- Born: July 5, 1912
- Died: June 23, 1990 (aged 77)
- Education: Cornell University, University of Rochester (PhD 1938)
- Known for: A Graphical Analysis of the Respiratory Gas Exchange
- Scientific career
- Fields: Physiology
- Institutions: University of Rochester, University at Buffalo

= Hermann Rahn =

American physiologist (1912-1990)

Hermann Rahn (July 5, 1912 – June 23, 1990) was an early leader in the field of environmental physiology. He graduated from Cornell University in 1933. Starting out in the field of zoology with a PhD from University of Rochester (1938), Rahn began teaching physiology at the University of Rochester in 1941. It was there that he partnered with Wallace O. Fenn to publish A Graphical Analysis of the Respiratory Gas Exchange in 1955. This paper included the landmark O_{2}-CO_{2} diagram, which formed basis for much of Rahn's future work.
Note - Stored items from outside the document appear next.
PR #3182, opened 2026-09-01
fix: clarify youtube tags help text is per-tag not total

umar8hassan:
Closes mitodl/hq#13052

Paired with mitodl/ocw-hugo-projects#404, which holds the actual production config for this field.

The Youtube Tags label read as a 100 character limit total, but YouTube allows 100 characters per tag and 500 total across all tags. This confused the team during a retrospective.

- `localdev/configs/ocw-course-site-config.yml`: added a `help` line stating both limits, keeping the label itself short, matching the companion PR.

### How can this be tested?
1. Checkout `umar/13052-studio-youtube-tags-help-text`, run `python manage.py override_site_config`, and confirm the Youtube Tags field under Video Metadata shows the new help text.

### DIFF
--- a/localdev/configs/ocw-course-site-config.yml
+++ b/localdev/configs/ocw-course-site-config.yml
@@ -157,8 +157,7 @@ collections:
     - label: Youtube Speakers
       name: video_speakers
       widget: string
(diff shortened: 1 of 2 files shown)


pdpinch (approved):
lgtm!

PR #3199, opened 2026-09-09
Purge the MIT Learn Fastly distribution on live builds

zawan-ila:

Part of https://github.com/mitodl/hq/issues/13251

`ClearCdnCacheStep` purged only the OCW Fastly distribution. ocw-course-v3 content is
also served through the MIT Learn distribution, which no pipeline ever purged, so a live
v3 publish could leave stale content behind it.

Purging is now done with the [Fastly resource](https://github.com/mitodl/ol-concourse/tree/main/resources/fastly)
from `ol-concourse` rather than curl calls to the Fastly API

- `ClearCdnCacheStep` is a `PutStep` with `mode: surrogate_key` instead of a curl
  `TaskStep`.
- Live builds purge MIT Learn as a second put against a second resource. Draft and
  test builds are unchanged — only live content reaches that distribution.
- Services are identified by **domain**, which the resource resolves to a service ID at
  runtime. The domains already exist as settings per environment
  (`OCW_STUDIO_{DRAFT,LIVE}_URL`, `STATIC_API_BASE_URL_TEST`,
  `COURSE_V3_CANONICAL_DOMAIN`), so **no service IDs and no new credential need to be
  provisioned in Concourse.** The shared `((fastly.api_token))` is used, via a new
  `CONCOURSE_FASTLY_API_TOKEN_VAR` setting so that renaming the credential — or the
  field inside it — needs no code change.
- `CONCOURSE_HARD_PURGE` still applies, as the resource's `soft` param. Retries stay on
  the step, since the resource has no retry of its own.

Also deletes `mass-build-sites.yml`, a stale rendered pipeline copy referenced by no
code that still contained a **hand-written curl purge**.

### How can this be tested?

The purge testing will be performed on RC.
The Surrogate-Key plumbing this depends on merged in
https://github.com/mitodl/ol-infrastructure/pull/5800.

1. Warm two different courses until both report `x-cache: HIT`:
   `curl -sI https://rc.learn.mit.edu/courses/o/<course-slug>/ | grep -i x-cache`
2. Republish one in ocw-studio so that the build runs and the fastly cache is cleared.
3. Re-request both. The republished course must come back `x-cache: MISS` and the other must stay `HIT`.

Locally: upsert all affected pipelines (mass build, site build, theme-assets, site-removal, e2e tests) and verify that they run as expected.

### Checklist:
- [ ] Re-upsert pipelines after deploy (`upsert_mass_build_pipeline`, `upsert_theme_assets_pipeline`, `upsert_site_removal_pipeline`, `backpopulate_pipelines`) — each pipeline now declares a Fastly resource and resource type

### DIFF
--- a/content_sync/pipelines/definitions/concourse/common/steps.py
+++ b/content_sync/pipelines/definitions/concourse/common/steps.py
@@ -19,6 +19,7 @@ from ol_concourse.lib.models.pipeline import (
     TryStep,
 )
 
+from content_sync.constants import VERSION_LIVE
 from content_sync.pipelines.definitions.concourse.common.identifiers import (
     OCW_STUDIO_WEBHOOK_CURL_STEP_IDENTIFIER,
     OCW_STUDIO_WEBHOOK_RESOURCE_TYPE_IDENTIFIER,
@@ -31,6 +32,41 @@ from content_sync.pipelines.definitions.concourse.common.image_resources import 
     CURL_REGISTRY_IMAGE,
 )
 from content_sync.utils import get_ocw_studio_api_url
+
+# The Concourse var holding Fastly credentials for the MIT Learn distribution,
+# which serves ocw-course-v3 content.
+LEARN_FASTLY_VAR = "fastly_learn"
+# Only live content reaches the MIT Learn distribution, so it is purged alongside
+# this var and no other. Keying off the Fastly var rather than the pipeline name is
+# deliberate: the e2e test pipeline runs under pipeline_name "live" but purges
+# fastly_test, and it must not touch the learn distribution.
+LIVE_FASTLY_VAR = f"fastly_{VERSION_LIVE}"
+
+
+def fastly_purge_args(fastly_var: str, site_name: str) -> list[str]:
+    """
+    Build the curl arguments for a single Fastly surrogate key purge.
+
+    Args:
+        fastly_var(str): The name of the var to pull Fastly properties from
+        site_name(str): The surrogate key to purge from the cache
+
+    Returns:
+        list[str]: curl arguments for one purge request
+    """
+    args = [
+        "-f",
+        "-X",
+        "POST",
+        "-H",
+        f"Fastly-Key: (({fastly_var}.api_token))",
+    ]
+    if not settings.CONCOURSE_HARD_PURGE:
+        args.extend(["-H", "Fastly-Soft-Purge: 1"])
+    args.append(
+        f"https://api.fastly.com/service/(({fastly_var}.service_id))/purge/{site_name}"
+    )
+    return args
 
 
 def add_error_handling(  # noqa: PLR0913, PLR0917
@@ -172,8 +208,17 @@ class SlackAlertStep(TryStep):
 
 class ClearCdnCacheStep(TaskStep):
     """
-    A TaskStep using the curlimages/curl Docker image that sends an
-    API request to Fastly to clear the cache for a given URL
+    A TaskStep using the curlimages/curl Docker image that sends an API request to
+    Fastly to clear the cache for a given URL.
+
+    When purging the live distribution, the MIT Learn distribution that serves
+    ocw-course-v3 content is purged as well. Draft and test builds are not served
+    through it, so they render a single purge exactly as before.
+
+    The two purges run as separate transfers of one curl invocation, separated by
+    --next so that each carries its own Fastly-Key header. --fail-early is required:
+    without it curl exits 0 when an earlier transfer fails but a later one succeeds,
+    which would report a failed purge as a success.
 
     Args:
         name(str): The name to use as the Identifier for the task argument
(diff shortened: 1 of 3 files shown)


content_sync/pipelines/definitions/concourse/common/steps_test.py
```diff
@@ -147,31 +149,79 @@ def test_site_content_git_task_step(
...
+    """
+    Assert that a live ClearCdnCacheStep purges both the live distribution and the
+    MIT Learn distribution in a single curl invocation.
+    """
+    site_name = "test_site"
+    rendered_args = _rendered_curl_args(LIVE_FASTLY_VAR, site_name)
+    # Concourse passes args straight to exec, so shell quoting must never appear
+    for arg in rendered_args:
+        assert "'" not in arg
+    _assert_purges(rendered_args, LIVE_FASTLY_VAR, site_name)
```
pt2302: It would be good to assert that both transfers include `-f`. Without it, HTTP errors can return exit code 0 despite `--fail-early` (i.e., split on `--next` and check each transfer as a unit).

pt2302 (approved):
Looks good to me! One suggestion on improving a test.

content_sync/pipelines/definitions/concourse/common/steps_test.py
zawan-ila: Added in https://github.com/mitodl/ocw-studio/pull/3199/changes/f1a4a0d66dca5629d77fee24222c08c92eddb054

content_sync/pipelines/definitions/concourse/common/steps.py
```diff
@@ -32,6 +33,41 @@
 )
 from content_sync.utils import get_ocw_studio_api_url
 
+# The Concourse var holding Fastly credentials for the MIT Learn distribution,
+# which serves ocw-course-v3 content.
+LEARN_FASTLY_VAR = "fastly_learn"
```
blarghmatey, line 38: We currently already have a globally shared fastly token that is available under the var `fastly` so that you can use `((fastly.api_token))`, but it would also be good to make this an env-configurable value instead of hardcoding it in the event that we ever need to rename it.

content_sync/pipelines/definitions/concourse/common/steps.py
```diff
@@ -32,6 +33,41 @@
...
+# Only live content reaches the MIT Learn distribution, so it is purged alongside
+# this var and no other. Keying off the Fastly var rather than the pipeline name is
+# deliberate: the e2e test pipeline runs under pipeline_name "live" but purges
+# fastly_test, and it must not touch the learn distribution.
+LIVE_FASTLY_VAR = f"fastly_{VERSION_LIVE}"
```
blarghmatey, line 43: As above, we can use the shared global `fastly.api_token` here and the var name should be env-configurable.

blarghmatey (changes requested):

content_sync/pipelines/definitions/concourse/common/steps.py
feoh: That shared credential was duplicated into QA in https://github.com/mitodl/ol-infrastructure/pull/5809/changes

zawan-ila: @blarghmatey @feoh We also need access to the appropriate fastly service ids. How do you suggest I access those? Currently for the ocw services we have them available [here](https://github.com/mitodl/ol-infrastructure/blob/main/src/bridge/secrets/concourse/operations.production.yaml#L92-L100), but I don't see any place we can access the learn service id. The learn ids do appears to be present [here](https://github.com/mitodl/ol-infrastructure/blob/main/src/bridge/secrets/concourse/operations.production.yaml#L51-L53) but I do not think ocw pipelines can read that variable. Can we perhaps move those under shared/fastly?

zawan-ila: I'd like to have the service id available as fastly_learn.service_id so that I don't have to do too much surgery in this PR :-)

content_sync/pipelines/definitions/concourse/common/steps.py
zawan-ila: This variable also contains the appropriate service ids, which the shared `fastly` one does not.

content_sync/pipelines/definitions/concourse/common/steps.py
blarghmatey: For performing the fastly purges I suggest removing the logic embedded in these pipelines and instead using our Fastly resource - https://github.com/mitodl/ol-concourse/tree/main/resources/fastly

That handles the purging logic as well as being able to retrieve the service ID from the domain so that you don't have to incorporate it into this code. There is already library code in the `ol_concourse.lib.resources` module - https://github.com/mitodl/ol-concourse/blob/main/pipeline_lib/src/ol_concourse/lib/resources.py#L654-L706

You can refer to prior art here: https://github.com/mitodl/ol-infrastructure/blob/main/src/ol_concourse/pipelines/infrastructure/k8s_apps/pipeline.py

That avoids having to provision any extra configuration in Concourse and reduces the complexity of your code here.

zawan-ila: Chris pointed me to that resource. However, I felt the other way about "reducing the complexity of the code here" :-)

It does seem to have the nice quality of being immune to any service id changes. I'll work on getting that wired up.

blarghmatey (approved):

Rahn's research into applications of this diagram lead to the development of aerospace medicine and advancements in hyperbaric breathing and high-altitude respiration.

Rahn later joined the University at Buffalo in 1956 as the Lawrence D. Bell Professor and chairman of the Department of Physiology. As chairman, Rahn surrounded himself with outstanding faculty and made the university an international research center in environmental physiology. He was elected to the American Academy of Arts and Sciences in 1966 and the National Academy of Sciences in 1968. He served as the President of the American Physiological Society from 1963 to 1964.

In 1981, Hermann Rahn became a founding member of the World Cultural Council.